Executive Summary
Grading
B: Body of evidence can be trusted to guide practice in most situations.
C: Body of evidence provides some support for recommendation but care should be taken in its application
Treatment in Specialised Sarcoma Centres
Radiotherapy |
|
Evidence-Based Recommendations |
Grade * |
Patients with soft tissue sarcoma requiring radiotherapy to be managed through a specialised sarcoma centre to reduce local recurrence and rate of major wound complication. |
B |
Surgery |
|
Evidence-Based Recommendation |
Grade * |
Patients with suspected sarcoma to be referred to a specialised sarcoma centre for surgical management to reduce the risk of local recurrence, surgical complication, and to improve limb salvage and survival. |
B |
Practice Points |
|
Patients with suspected sarcoma should be referred to specialized sarcoma centre early for management including planned biopsy. |
Retroperitoneal Sarcomas
Biopsy |
|
Evidence-Based Recommendation |
Grade * |
Preoperative co-axial core biopsy of suspected retroperitoneal sarcomas is recommended. |
B |
Practice Point |
|
Patients with suspected retroperitoneal sarcoma should be referred to a specialised sarcoma multidisciplinary team for early management including preoperative biopsy. This enables accurate histological and molecular subtyping for multidisciplinary treatment planning. |
|
Radiotherapy |
|
Evidence-Based Recommendation |
Grade * |
Patients with localised well-differentiated and grade 1-2 dedifferentiated liposarcoma could be considered for pre-operative radiation therapy to improve local/abdominal recurrence free survival.
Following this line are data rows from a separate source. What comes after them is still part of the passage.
PR #1345, opened 2024-05-13
add typing qrcode

stc1988:
This PR add typings for `modules/data/qrcode` and `drawQRCode`.
And I found that there was an unnecessary parameter `back` in `drawQRCode`, so I corrected it.

### DIFF
--- a/modules/commodetto/qrcode/pocoqrcode.js
+++ b/modules/commodetto/qrcode/pocoqrcode.js
@@ -20,5 +20,5 @@
 
 import Poco from "commodetto/PocoCore";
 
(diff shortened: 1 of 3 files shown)


phoddie:
> And I found that there was an unnecessary parameter back in drawQRCode, so I corrected it

Good catch, thank you. It looks like that is a remnant from an earlier version of the code.

phoddie:
[Merged](https://github.com/Moddable-OpenSource/moddable/commit/424d1797975a2a603b4a17385fd675589a4e7400). Thank you!

PR #1347, opened 2024-05-15
Conditional signatures fxNewHostConstructor, fxNewHostFunction and fxNewHostInstance with -DINCLUDE_XSPLATFORM

SMotaal:
This PR adds conditional signatures with `-DINCLUDE_XSPLATFORM` to return `xsSlot*` instead of `void` for `fxNewHostConstructor`, `fxNewHostFunction` and `fxNewHostInstance`.

The current signatures result in conflicts when building xsnap with Emscripten, which are mitigated by the proposed changes. See [@SMotaal/xs-wasm](https://github.com/SMotaal/xs-wasm/tree/main?tab=readme-ov-file#patching) for more.

I am not sure if the proposed changes align with other build paths, and would appreciate your input to avoid breaking existing projects.

### DIFF
--- a/xs/includes/xs.h
+++ b/xs/includes/xs.h
@@ -1439,9 +1439,15 @@ mxImport void fxArrayCacheEnd(xsMachine*, xsSlot*);
 mxImport void fxArrayCacheItem(xsMachine*, xsSlot*, xsSlot*);
 
 mxImport void fxBuildHosts(xsMachine*, xsIntegerValue, xsHostBuilder*);
+#ifndef INCLUDE_XSPLATFORM
 mxImport void fxNewHostConstructor(xsMachine*, xsCallback, xsIntegerValue, xsIntegerValue);
 mxImport void fxNewHostFunction(xsMachine*, xsCallback, xsIntegerValue, xsIntegerValue, xsIntegerValue);
 mxImport void fxNewHostInstance(xsMachine*);
+#else
+mxImport xsSlot* fxNewHostConstructor(xsMachine*, xsCallback, xsIntegerValue, xsIntegerValue);
+mxImport xsSlot* fxNewHostFunction(xsMachine*, xsCallback, xsIntegerValue, xsIntegerValue, xsIntegerValue);
+mxImport xsSlot* fxNewHostInstance(xsMachine*);
+#endif
 mxImport xsSlot* fxNewHostObject(xsMachine*, xsDestructor);
 mxImport xsIntegerValue fxGetHostBufferLength(xsMachine*, xsSlot*);
 mxImport void* fxGetHostChunk(xsMachine*, xsSlot*);


phoddie:
Interesting. I'm not sure why those functions are declared inconsistently. It seems like it would be better for them to always have the same signature, the one that matches the implementation. To understand if that's possible, they would need to be checked across the different build targets.

I'm curious: is there a particular reason you conditionalized the change on `INCLUDE_XSPLATFORM `?

SMotaal:
I've been running into this problem with `emcc` specifically for the 9 months I've been working on this:

```
wasm-ld: error: function signature mismatch: fxNewHostFunction
>>> defined as (i32, i32, i32, i32, i32) -> void in tmp/wasm/debug/xsnap-emscripten/textdecoder.o
>>> defined as (i32, i32, i32, i32, i32) -> i32 in tmp/wasm/debug/xsnap-emscripten/xsAPI.o

wasm-ld: error: function signature mismatch: fxNewHostInstance
>>> defined as (i32) -> void in tmp/wasm/debug/xsnap-emscripten/textdecoder.o
>>> defined as (i32) -> i32 in tmp/wasm/debug/xsnap-emscripten/xsAPI.o

wasm-ld: error: function signature mismatch: fxNewHostConstructor
>>> defined as (i32, i32, i32, i32) -> void in tmp/wasm/debug/xsnap-emscripten/textdecoder.o
>>> defined as (i32, i32, i32, i32) -> i32 in tmp/wasm/debug/xsnap-emscripten/xsAPI.o
emcc: error: 'xs-wasm/upstream/@emscripten-core/emsdk/upstream/bin/wasm-ld @/var/folders/4k/yply4l3j44gbj0cpj3w0s0800000gp/T/emscripten_50axiv2r.rsp.utf-8' failed (returned 1)
```

For context, I use [xsnap-emscripten.mk](https://github.com/SMotaal/xs-wasm/blob/main/makefiles/wasm/xsnap-emscripten.mk) which was derived from [xsnap.mk](https://github.com/agoric-labs/xsnap-pub/blob/Agoric/xsnap/makefiles/mac/xsnap.mk).

I'm not sure why the signatures are inconsistent, and the same sources build natively on mac without any problems. With limited insights into the problem, this change seemed reasonable enough and borrows on the same from [xs.h#L41](https://github.com/Moddable-OpenSource/moddable/blob/public/xs/includes/xs.h#L41).

Your insights would be appreciated.

phoddie:
That's interesting. C calling conventions on a register-based instruction set (basically everything) wouldn't care about the difference because the return value comes back in a register. But...  mismatch would a problem for WASM because it is purely stack based (I think....). That said, we have a WASM build of XS (and many of its tools and a chunk of the Moddable SDK) and haven't run into this problem.

We'll look into just making the declarations consistent everywhere. That seems to make the most sense, at least at the moment.

SMotaal:
I agree, making the declarations consistent would be greatly appreciated. It's the ideal path instead of the workaround in this PR — thank you 🙌

phoddie:
Oops.... we will make that change. Thanks again.

phoddie:
[Changed applied](https://github.com/Moddable-OpenSource/moddable/commit/798de30d21365c6f243dd727ec3e51ce4afa6185).

PR #1351, opened 2024-06-02
onerror callback of eventsource  sets http status code

stc1988:
I am implementing the [streaming response of the ChatGPT API](https://platform.openai.com/docs/api-reference/streaming) using EventSource, but with the current EventSource, I cannot check the reason for the error response from the API. 

Therefore, in this Pull Request, I will set the `status` and `statusText` in the `onerror` callback when there is an error response from the API with a status other than 200.

### DIFF
--- a/examples/io/tcp/eventsource/eventsource.js
+++ b/examples/io/tcp/eventsource/eventsource.js
@@ -24,6 +24,51 @@ import Timer from "timer";
 import Headers from "headers";
 import URL from "url";
 
+const statusTexts = {
+	100: "Continue",
+	101: "Switching Protocols",
+	200: "OK",
+	201: "Created",
+	202: "Accepted",
+	203: "Non-Authoritative Information",
+	204: "No Content",
+	205: "Reset Content",
+	206: "Partial Content",
+	300: "Multiple Choices",
+	301: "Moved Permanently",
+	302: "Found",
+	303: "See Other",
+	304: "Not Modified",
+	305: "Use Proxy",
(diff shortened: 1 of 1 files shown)


phoddie:
Thank you. This looks reasonable.

I have one question. I don't see `status` or `statusText` defined in the SSE specification. In fact, under [Implementation Advice](https://html.spec.whatwg.org/multipage/server-sent-events.html#implementation-advice) it says this:

> Implementations are especially encouraged to report detailed information to their development consoles whenever an [error](https://html.spec.whatwg.org/multipage/indices.html#event-error) event is fired, since little to no information can be made available in the events themselves

That almost suggests that the status information should **not** be provided. But that seems strange.

If possible, I would prefer not to invent something new but to use the properties that are common in existing implementations. Is there a precedent for `status` and `statusText` or something like that?

stc1988:
Thank you for the confirmation.

I implemented it with reference to [Eventsource client](https://github.com/EventSource/eventsource), but indeed it was an extended one.
The specification does not specifically mention Event, and it seems to set a generic Event object.
If anything, [CloseEvent](https://websockets.spec.whatwg.org/#the-closeevent-interface)might be close.

phoddie:
Thanks for the information. Being consistent EventSource client you reference is a good start. Reading that module's code reminded me that `status` and `statusText` are properties from `fetch()`. That all makes me comfortable with your design choices. We'll merge this.

Your code is also a reminder that we should **eventually** move the `statusTexts` to a common module so it doesn't need to be duplicated.

PR #1357, opened 2024-06-15
Merge all tsconfig properties, not just compilerOptions

cmidgley:
The manifest system allows for TypeScript settings `manifest.json` files, and merges the various`typescript.tsconfig.compilerOptions` settings into a final `tsconfig.json`.  This pull expands on that feature to merge all of the `typescript.tsconfig` section (not just `typescript.tsconfig.compilerOptions`).  

This is driven by a use case where a TypeScript transformer expects custom settings in `tsconfig.json` such as:

```json
{
    "compilerOptions": {
        "various": "typescript setting are in here"
    },
    "newTransformerTool": {
        "third-party": "options can go in here"
    }
}
```

This is a common technique used in the Node world for setting up build tools.

### DIFF
--- a/tools/mcmanifest.js
+++ b/tools/mcmanifest.js
@@ -2073,7 +2073,7 @@ export class Tool extends TOOL {
 	mergeProperties(targets, sources, exclude) {
 		if (sources) {
 			for (let name in sources) {
-				if (exclude && exclude.includes(name))
+				if (exclude?.includes(name))
 					continue;
 				let target = targets[name];
 				let source = sources[name];
--- a/tools/mcmanifest.js
+++ b/tools/mcmanifest.js
@@ -1051,6 +1051,7 @@ export class TSConfigFile extends FILE {
 	}
 	generate(tool) {
 		let json = {
+			...tool.typescript.tsconfig,
 			compilerOptions: {
 				baseUrl: "./",
 				forceConsistentCasingInFileNames: true,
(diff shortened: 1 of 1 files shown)


tools/mcmanifest.js
```diff
@@ -2068,9 +2070,11 @@ export class Tool extends TOOL {
 		}
 		return;
 	}
-	mergeProperties(targets, sources) {
+	mergeProperties(targets, sources, exclude) {
 		if (sources) {
 			for (let name in sources) {
+				if (exclude && exclude.includes(name))
```
phoddie: tiny nit: this could be simplified to `if (exclude?.includes(name))`

phoddie:
This looks OK. I understand that there are other properties that you may want to configure. The merging of `compilerOptions` is getting increasingly tricky. We'll get this merged (may be a few days though).

tools/mcmanifest.js
cmidgley: > tiny nit: this could be simplified to `if (exclude?.includes(name))`

no problem - that's the right way to do it.  change made.

cmidgley:
I agree the merge is getting complicated and open ended.  I just ran into another merge problem, so hold off on taking this PR while I work this.

phoddie:
OK, will wait. Merging is a tough problem. (The PR isn't horribly, terribly complicated.... but would be a little challenging to document what's going on.

cmidgley:
I found a work-around to the merge issue I was having, so this is good to go.

As for documenting what's going on, perhaps reference the `tsconfig.json.extends` property, as this change makes the merge quite similar to how it works (merging all of tsconfig, not just `compilerOptions`)?  Key differences are that Moddable has multiple parents (`extends` has just one), and that Moddable merges some arrays whereas tsc does not (for example, `types` arrays are merged in Moddable but not in tsc).

phoddie:
[Merged.](https://github.com/Moddable-OpenSource/moddable/commit/ee797bce86453c4cc93615e8a95c792519c94896)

Radiation therapy should not be recommended for other histologic subtypes. |
C |
Patients with localised retroperitoneal sarcoma should not routinely be recommended radiation therapy with the aim to improve recurrence free survival. |
B |
Patients with localised retroperitoneal sarcoma should not routinely be recommended radiation therapy with the aim to improve overall survival. |
B |
Patients with retroperitoneal sarcoma undergoing pre-operative radiation therapy should be informed of the increased risk of serious adverse events in the peri-operative period. |
B |
Practice Points |
|
Patients with retroperitoneal sarcoma should be referred to specialist sarcoma centre for management. |
|
The rationale and level of evidence for pre-operative radiation therapy for localised liposarcoma should be carefully discussed by the multidisciplinary sarcoma team with the patients. |
|
Multivisceral resection |
|
Evidence-Based Recommendation |
Grade * |
MVR may be considered for localised resectable retroperitoneal sarcoma with the aim to improve histological margins and may decrease abdominal recurrence. |
C |
MVR is safe and has comparable perioperative morbidity and mortality outcomes with simple resection. |
B |
Practice Points |
|
Preoperative radiological assessment by an experienced radiologist as part of the sarcoma multidisciplinary team is also essential in operative planning. |
|
As surgery remains the mainstay of curative therapy for retroperitoneal sarcoma, the oncologic benefit of multivisceral resection should be assessed and balanced against the expected perioperative morbidity in individual patients. |
|
Chemotherapy |
|
Evidence-Based Recommendation |
Grade * |
The use of perioperative chemotherapy in primary localised retroperitoneal sarcoma is not the current standard of care. |
C |
Practice Point |
|
Patients with primary localised retroperitoneal sarcoma should be managed by a specialised sarcoma centre. Patients may be considered for perioperative chemotherapy in a clinical trial setting. |
Paediatric/AYA Sarcoma
Pelvic Ewing Sarcoma |
|
Evidence-Based Recommendation |
Grade * |
Delays in surgery (alone or with postoperative radiation therapy) for localised pelvic Ewing sarcoma beyond the recommended timepoint by treatment protocol should be avoided. |
C |
Practice Point |
|
Patients with pelvic Ewing sarcoma should be managed within a multidisciplinary team who should work closely during the initial chemotherapy period to coordinate the optimal time for disease response evaluation, restaging imaging, and local therapy as per treatment protocol. |
|
Ewing Sarcoma – High Dose Chemotherapy |
|
Evidence-Based Recommendation |
Grade * |
Selected patients with relapsed Ewing sarcoma could be considered for high dose chemotherapy with autologous stem cell transplant. These patients should be managed in specialised sarcoma centres. |
B |
Rhabdomyosarcoma – High Dose Chemotherapy |
|
Evidence-Based Recommendation |
Grade * |
Patients with rhabdomyosarcoma should not undergo high dose chemotherapy outside of a clinical trial setting. |
C |
Practice Point |
|
Prospective high-quality trials are required to clarify the role of high dose chemotherapy in rhabdomyosarcoma. |
* National Health and Medical Research Council. NHMRC levels of evidence and grades for recommendations for developers of guidelines. Canberra: NHMRC; 2009.